I will be interested to see if he is the real Killer though - most of the stuff he said was on the news years ago. I could have said it. We will see. I think they just want to "solve" this at this point. But we will see!


----------



## Sinister (Apr 18, 2004)

I am still of the opinion that Patsy Ramsey was the most likely culprit. Something just wasn't right dressing that poor six year old girl up to look like she was sixteen or older. I can't prove anything and Mrs. Patsy ain't really up to confirming or denying this anymore is she?


----------



## TearyThunder (Jul 1, 2006)

Sin that's who I thought/think it was as well. Something just doesn't sit right with me on this confession.


----------



## Hauntiholik (May 17, 2006)

Sinister said:


> I can't prove anything and Mrs. Patsy ain't really up to confirming or denying this anymore is she?


No....she's taking a dirt nap.

When the news broke yesterday I was shocked. This news is all I've been hearing today herein Colorado. I remember when it happened. People still drive out to the house to take pictures. I hear out in Georgia where JonBenet is burried they have a weird shrine sort of thing at her burial site (barbie dolls etc).


----------



## TearyThunder (Jul 1, 2006)

Hauntiholik said:


> No....she's taking a dirt nap.
> 
> When the news broke yesterday I was shocked. This news is all I've been hearing today herein Colorado. I remember when it happened. People still drive out to the house to take pictures. I hear out in Georgia where JonBenet is burried they have a weird shrine sort of thing at her burial site (barbie dolls etc).


They do have the shrine thing you speak of you there at the site. I have seen pictures of it. I do know where she is buried at but have not personally been there.


----------



## MrsMyers666 (Apr 13, 2006)

Hellrazor said:


> I will be interested to see if he is the real Killer though - most of the stuff he said was on the news years ago. I could have said it. We will see. I think they just want to "solve" this at this point. But we will see!


I agree with you there. Guess we'll have to wait and see when they compare his DNA to what was found under her nails and in her underwear. Either way he's a sick man.


----------



## TearyThunder (Jul 1, 2006)

Things are starting to get interesting. It seems Karr's ex-wife is say he was with her when the murder happened.

http://abcnews.go.com/US/LegalCenter/story?id=2325353&page=1


----------



## HibLaGrande (Sep 25, 2005)

Well if he didn't do it, I think he should at least get "psycho killer look of the year" award. that guy looks nuts.


----------



## Sinister (Apr 18, 2004)

If that **** isn't guilty he needs to be put away just for his sick confession alone. I still maintain the Ramseys, Patsy in particular knew more than they have let on. It'll all come out in the wash, so they say, eventually.


----------



## TearyThunder (Jul 1, 2006)

HibLaGrande said:


> Well if he didn't do it, I think he should at least get "psycho killer look of the year" award. that guy looks nuts.


I was thinking that at first too Hib. I rewatched where they had him taking the pics and he seems drugged up pretty bad. I dunno if that something done over there or not. Its possible they drugged him to get a confession. I'm going to have to wait for more info before I can make a decision on whats up.


----------



## slightlymad (May 25, 2006)

He looked drugged to me could not even sit down on his own. 
Here is my take (and i dont have time to follow the whole thing) He was arrested for something like child molestation over there thats what I initially heard. So rather than face their punishment which i am sure is much more apprpriate than ours he fesses up to the murder and gets extradited. As a us citizen he could apeal extradition for ever.


----------



## RAXL (Jul 9, 2004)

No way this guy did it. 

He was with his ex-wife at the time (If your EX wont say you killed somebody, you didn't kill anybody) AND there's all this noise about him drugging the girl, when there were no drugs in her.

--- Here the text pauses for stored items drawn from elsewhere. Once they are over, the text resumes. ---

PR #516, opened 2026-09-02
[FIX] Notebook AWS_REGION in .env and NextGen OpenSearch VPC endpoint

oussamahansal:
## Description

Two fixes for the lexical-graph CloudFormation templates
## Changes

- Write AWS_REGION into the notebook .env
- Use a standard EC2 interface VPC endpoint for the NextGen collection

## Problem

Related issue (if any): #

## Testing

## Checklist

- [ ] Code follows existing style and conventions

---

### DIFF
--- a/examples/lexical-graph/cloudformation-templates/graphrag-toolkit-neptune-db-aurora-postgres-existing-vpc.json
+++ b/examples/lexical-graph/cloudformation-templates/graphrag-toolkit-neptune-db-aurora-postgres-existing-vpc.json
@@ -1657,6 +1657,11 @@
                       "Ref": "AWS::Region"
                     },
                     "\" >> .env\n",
+                    "  echo \"export AWS_REGION=",
+                    {
+                      "Ref": "AWS::Region"
+                    },
+                    "\" >> .env\n",
                     "  chmod -R 700 .\n",
                     "  chmod 600 .env\n",
                     "  if [ -f \"./run_test_suite.sh\" ]\n",
--- a/examples/lexical-graph/cloudformation-templates/graphrag-toolkit-neptune-db-aurora-postgres-existing-vpc.json
+++ b/examples/lexical-graph/cloudformation-templates/graphrag-toolkit-neptune-db-aurora-postgres-existing-vpc.json
@@ -1657,11 +1657,6 @@
                       "Ref": "AWS::Region"
                     },
                     "\" >> .env\n",
-                    "  echo \"export AWS_REGION=",
-                    {
-                      "Ref": "AWS::Region"
-                    },
-                    "\" >> .env\n",
                     "  chmod -R 700 .\n",
                     "  chmod 600 .env\n",
                     "  if [ -f \"./run_test_suite.sh\" ]\n",
--- a/examples/lexical-graph/cloudformation-templates/graphrag-toolkit-neptune-db-opensearch-nextgen-serverless.json
+++ b/examples/lexical-graph/cloudformation-templates/graphrag-toolkit-neptune-db-opensearch-nextgen-serverless.json
@@ -1227,12 +1227,22 @@
       }
     },
     "OpenSearchServerlessVpcEndpoint": {
-      "Type": "AWS::OpenSearchServerless::VpcEndpoint",
+      "Type": "AWS::EC2::VPCEndpoint",
       "Condition": "EnableVpcAccess",
       "Properties": {
-        "Name": {
-          "Fn::Sub": "${ApplicationId}-vpce"
+        "ServiceName": {
+          "Fn::Sub": "com.amazonaws.${AWS::Region}.aoss-data"
         },
+        "VpcEndpointType": "Interface",
+        "PrivateDnsEnabled": true,
+        "Tags": [
+          {
+            "Key": "Name",
+            "Value": {
+              "Fn::Sub": "${ApplicationId}-vpce"
+            }
+          }
+        ],
         "VpcId": {
           "Fn::If": [
             "CreateVPC",
@@ -1734,6 +1744,11 @@
                     "  echo \"export EVALUATION_MODEL=",
                     {
                       "Ref": "ModelId"
+                    },
+                    "\" >> .env\n",
+                    "  echo \"export AWS_REGION=",
+                    {
+                      "Ref": "AWS::Region"
                     },
                     "\" >> .env\n",
                     "  chmod -R 700 .\n",
--- a/examples/lexical-graph/cloudformation-templates/graphrag-toolkit-neptune-db-opensearch-nextgen-serverless.json
+++ b/examples/lexical-graph/cloudformation-templates/graphrag-toolkit-neptune-db-opensearch-nextgen-serverless.json
@@ -92,7 +92,7 @@
       "ConstraintDescription": "Must contain only letters, numbers, and the characters . _ : / -"
     },
     "ExistingVpcId": {
-      "Description": "Optional existing VPC ID to reuse. If provided, ExistingSubnetIds must also be provided. Leave empty to create a new VPC.",
+      "Description": "Optional existing VPC ID to reuse. If provided, ExistingSubnetIds must also be provided. The VPC must have DNS support and DNS hostnames enabled so the OpenSearch Serverless collection endpoint resolves privately over the VPC endpoint. Leave empty to create a new VPC.",
       "Type": "String",
       "Default": ""
     },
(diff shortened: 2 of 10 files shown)


examples/lexical-graph/cloudformation-templates/graphrag-toolkit-neptune-db-aurora-postgres-existing-vpc.json
```diff
@@ -1657,6 +1657,11 @@
                       "Ref": "AWS::Region"
                     },
                     "\" >> .env\n",
+                    "  echo \"export AWS_REGION=",
```
mykola-pereyma: This `export AWS_REGION=` is a **duplicate** — the same statement already exists a few lines up (L1655 here), so this block writes AWS_REGION to `.env` twice with the identical `Ref AWS::Region` value.

It's not just this template: **every one of the 9 templates already exports AWS_REGION on main**, so this PR adds a redundant duplicate to each (existing-vpc goes from 2 → 3). Counts (main → PR): the 8 others 1 → 2, existing-vpc 2 → 3.

Proof — already present on main before this PR:
- https://github.com/awslabs/graphrag-toolkit/blob/a6132c850ef5b302bfe8d65b59d3270f39765210/examples/lexical-graph/cloudformation-templates/graphrag-toolkit-neptune-db-aurora-postgres-existing-vpc.json#L1655
- (representative) https://github.com/awslabs/graphrag-toolkit/blob/a6132c850ef5b302bfe8d65b59d3270f39765210/examples/lexical-graph/cloudformation-templates/graphrag-toolkit-neptune-db-aurora-postgres.json#L1426

It's harmless at runtime (same value re-exported), but since the region is already written, the AWS_REGION part of this PR looks unnecessary. Could you drop these added lines? If AWS_REGION is genuinely missing on some path, please point to the specific template/script — I don't see one; all 9 already write it.

mykola-pereyma (commented):
On the AWS_REGION change: every template already exports AWS_REGION into the notebook .env on `main`, so these additions are duplicates (one per template; existing-vpc ends up with three). Details inline. Harmless at runtime but redundant — suggest dropping the AWS_REGION additions unless there's a path where it's actually missing.

(Separately, the NextGen VPC-endpoint type swap is the substantive change and would benefit from confirmation it was deployed end-to-end — the AOSS network policy still references this endpoint in `SourceVPCEs`, and swapping the AOSS-managed endpoint for a generic EC2 interface endpoint needs to be verified against a live collection.)

mykola-pereyma (commented):
For the NextGen VPC-endpoint change (Change 2): it's a structurally sound CloudFormation swap, but its actual functioning depends on two AOSS control-plane behaviors that aren't verifiable from the template. Could you provide deploy confirmation? Specifics inline on the endpoint's `ServiceName`.

examples/lexical-graph/cloudformation-templates/graphrag-toolkit-neptune-db-opensearch-nextgen-serverless.json
```diff
@@ -1227,12 +1227,22 @@
...
     },
     "OpenSearchServerlessVpcEndpoint": {
-      "Type": "AWS::OpenSearchServerless::VpcEndpoint",
+      "Type": "AWS::EC2::VPCEndpoint",
       "Condition": "EnableVpcAccess",
       "Properties": {
-        "Name": {
-          "Fn::Sub": "${ApplicationId}-vpce"
+        "ServiceName": {
+          "Fn::Sub": "com.amazonaws.${AWS::Region}.aoss-data"
```
mykola-pereyma, line 1234: Swapping the AOSS-managed `AWS::OpenSearchServerless::VpcEndpoint` for a standard `AWS::EC2::VPCEndpoint` here is a well-formed CloudFormation change (SubnetIds/SecurityGroupIds/VpcId present, `Name` correctly moved to a tag, and the network policy's `SourceVPCEs` still renders since `Ref` returns a `vpce-` id). But two things depend on AOSS control-plane behavior that can't be confirmed from the template — could you confirm them with a deployment?

1. **`com.amazonaws.${AWS::Region}.aoss-data` is a valid PrivateLink service name and supports `PrivateDnsEnabled: true`.** The long-standing service is `...aoss`; if `aoss-data` (or private DNS) is wrong, the endpoint `CREATE_FAIL`s.
2. **The AOSS network policy accepts an EC2 interface endpoint id in `SourceVPCEs`.** Historically `SourceVPCEs` took OpenSearch-Serverless-*managed* endpoint ids (from `aoss:CreateVpcEndpoint` / `AWS::OpenSearchServerless::VpcEndpoint`), not arbitrary EC2 interface endpoints. If AOSS still validates that, `OpenSearchServerlessNetworkPolicy` `CREATE_FAIL`s or the collection is unreachable from the VPC.

Specifically, could you deploy this template with `EnableVpcAccess=true` / `EnablePublicAccess=false` and confirm:
- the `OpenSearchServerlessVpcEndpoint` reaches CREATE_COMPLETE,
- the `OpenSearchServerlessNetworkPolicy` reaches CREATE_COMPLETE (this is the one that validates SourceVPCEs accepts the EC2 endpoint id), and
- the notebook can actually query the collection endpoint.

With that evidence I'm happy to sign off; without it I can't verify the VPC path works end-to-end.

examples/lexical-graph/cloudformation-templates/graphrag-toolkit-neptune-db-aurora-postgres-existing-vpc.json
oussamahansal: You're right for existing-vpc — it already writes AWS_REGION to .env on main, so I've dropped my duplicate there.
 For the other 8, though, main writes AWS_REGION only to ~/.bashrc ([e.g. aurora-postgres L1426 → >> ~/.bashrc](https://github.com/awslabs/graphrag-toolkit/blob/main/examples/lexical-graph/cloudformation-templates/graphrag-toolkit-neptune-db-aurora-postgres.json#L1426)), not to .env. The notebooks load config via load_dotenv('.env'), and the Jupyter kernel doesn't inherit ~/.bashrc, so the kernel had no region — which is the empty-region SigV4 401 against OpenSearch we hit in testing. So the .env line on those 8 is the actual fix, not a duplicate. Keeping those, dropped the existing-vpc one.

examples/lexical-graph/cloudformation-templates/graphrag-toolkit-neptune-db-opensearch-nextgen-serverless.json
oussamahansal: Confirmed by deployment...the stack reached CREATE_COMPLETE, so both the AWS::EC2::VPCEndpoint (validates com.amazonaws.<region>.aoss-data + PrivateDnsEnabled: true) and OpenSearchServerlessNetworkPolicy (validates SourceVPCEs accepts the EC2 interface-endpoint id) created cleanly. From the notebook the collection endpoint resolved to private VPC IPs — vs a public IP with the previous managed endpoint.

examples/lexical-graph/cloudformation-templates/graphrag-toolkit-neptune-db-opensearch-nextgen-serverless.json
```diff
@@ -1227,12 +1227,22 @@
       }
     },
     "OpenSearchServerlessVpcEndpoint": {
-      "Type": "AWS::OpenSearchServerless::VpcEndpoint",
+      "Type": "AWS::EC2::VPCEndpoint",
```
noel-improv, line 1230: Blocking: this breaks `test_shared_resources_are_identical_except_the_known_delta`, which wants this resource identical across the Classic and NextGen templates (fails here, passes on base).

I dont think CI will show it as the test workflow is path-filtered to `lexical-graph/**` and this PR is `examples/**` only, so it'd surface on the next unrelated PR instead. Could you either make the same change in the Classic template, or add this resource to the test's intentional-delta list?

examples/lexical-graph/cloudformation-templates/graphrag-toolkit-neptune-db-opensearch-nextgen-serverless.json
```diff
@@ -1227,12 +1227,22 @@
...
       "Condition": "EnableVpcAccess",
       "Properties": {
-        "Name": {
-          "Fn::Sub": "${ApplicationId}-vpce"
+        "ServiceName": {
+          "Fn::Sub": "com.amazonaws.${AWS::Region}.aoss-data"
         },
+        "VpcEndpointType": "Interface",
+        "PrivateDnsEnabled": true,
```
noel-improv, line 1237: Non-blocking: the deploy covered the `CreateVPC` path, where the template sets the DNS attributes itself. On the `ExistingVpcId` path private DNS fails if the user's VPC has DNS hostnames or support off, which worked before with the managed endpoint. Worth a line on the `ExistingVpcId` description?

examples/lexical-graph/cloudformation-templates/graphrag-toolkit-neptune-db-opensearch-nextgen-serverless.json
```diff
@@ -1227,12 +1227,22 @@
...
+        "Tags": [
```
noel-improv, line 1238: Nit: other resources here carry `StackId`/`Stack`/`Application` alongside `Name` maybe worth matching?

noel-improv (changes requested):
The change looks good, just one blocking item and suggestions referenced below

mykola-pereyma (approved):
LGTM

noel-improv (approved):
lgtm, thanks for addressing the raised items

PR #517, opened 2026-09-03
[FEATURE] Make the source id text digest width configurable

noel-improv:
## Description

A source id is `md5(text)[:8]` plus `md5(metadata_str)[:4]` (`id_generator.py:84`), so 48 bits. `IdRewriter` passes `_get_properties_str(node.metadata, '')`, so a corpus loaded without metadata gives every document the same second component and 32 bits discriminate. Measured collision counts on synthetic ids:

| Documents | Metadata absent (32 bit) | Metadata present (48 bit) |
|---|---|---|
| 100,000 | 1 colliding pair | 0 |
| 1,000,000 | 127 colliding pairs | 0, and a 0.2% chance of any |
| 10,000,000 | 11,762 colliding pairs | 0, and a 16% chance of any |

Colliding documents share a `__Source__` node, so chunks from both attach to one document, and they share an S3 storage prefix.

This makes the text component's width a setting rather than a literal. It changes nothing by default.

## Changes

- `IdGenerator` takes `source_id_hash_length`, defaulting to 8, and rejects a length outside the 32-character digest.
- `GraphRAGConfig.source_id_hash_length`, read from `SOURCE_ID_HASH_LENGTH`, following the pattern of the other extraction settings.
- Both `IdGenerator` call sites pass it, so the setting reaches the ids a run writes rather than sitting unreachable on a constructor.

Widening changes every source id and chunk id, since a chunk id embeds the source id, so a graph written at one width cannot be read at another. Chunk text is unaffected: a re-ingest reproduces the same chunks under new ids rather than re-chunking the corpus.

## Problem

Related issue (if any): #325. Restart needs storage identity to be unique, and the same collision merges distinct documents in the graph.

## Testing

- [x] Existing tests pass (`pytest`) — 2,087 in `tests/unit`

Verified end to end through `IdRewriter` and `SentenceSplitter` that widening changes ids while leaving chunk text byte-identical, and that the default produces `aws::5eb63bbb:d41d` for `('hello world', '')` exactly as before.

## Checklist

The width to use at scale is still open and is being taken to the team, which is why this ships the mechanism at today's default rather than picking a number.

### DIFF
--- a/docs-site/src/content/docs/lexical-graph/configuration.mdx
+++ b/docs-site/src/content/docs/lexical-graph/configuration.mdx
@@ -44,6 +44,7 @@ The configuration includes the following parameters:
 | `embed_dimensions` | Number of dimensions in each vector | `1024` | `EMBEDDINGS_DIMENSIONS` |
 | `extraction_num_workers` | The number of parallel processes to use when running the extract stage | `2` | `EXTRACTION_NUM_WORKERS` |
 | `extraction_num_threads_per_worker` | The number of threads used by each process in the extract stage | `4` | `EXTRACTION_NUM_THREADS_PER_WORKER` |
+| `source_id_hash_length` | Characters of the text digest used in a source id. Widening it separates documents that would otherwise share an id, and changes every source and chunk id, so a graph written at one width cannot be read at another | `8` | `SOURCE_ID_HASH_LENGTH` |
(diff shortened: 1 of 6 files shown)


oussamahansal (approved):
LGTM

mykola-pereyma (approved):
LGTM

Granted, he's a creepy looking ****, and should probably be killed just for going to Thailand (yes, we all know the reason he was there) but, I don't believe he killed this girl. 

Not that the case will ever be solved, but I'd bet on the family. Probably the brother.

The house is for sale again. For the third time since the murder. Half the basement is walled off now. Creepy.


----------



## MrsMyers666 (Apr 13, 2006)

He looks very sick mentally of course, but physically as well. I think he's so mentally sick that he has come out to get a whole publicity thing, but he only has a little time to live and thought he would go out big, why not confess to something huge, go to jail, get some free health care and die.


----------



## Death's Door (Mar 22, 2006)

When this story broke a few days ago, I was kinda happy that they finally were going to solve this murder. When I saw the picture of Karr on the news he looked like a weirdo and of course being in Thailand made it more believable. But his story is definitely not adding up. I mean, why would you contradict the facts of the case that were made public (i.e. picked her up at school - Christmas vacation, and drugged her - no drugs found in her system) when he had a fascination with her and followed the case for years. Why would he screw up those details. He was emailing a professor with tidbits and writing to Patsy when finally caught. Also, I don't think he has asked for an attorney yet to represent him. I think this guy just wants his 15 minutes of fame because he's a stalker and this is as close as he can be to JonBenet and her family.


----------



## Pete (Apr 13, 2004)

That dude's a kook. I don't think he killed anyone, he just likes the attention.


----------



## Death's Door (Mar 22, 2006)

I wonder if his ex-wife has any pictures of him at home on Christmas when he said he was suppose to be with JonBenet. Wonder what his reaction would be then.


----------



## TearyThunder (Jul 1, 2006)

Here's another article I ran across this morning. I am getting more and more confused by the minute. I keep bouncing back and forth one if he did or didn't.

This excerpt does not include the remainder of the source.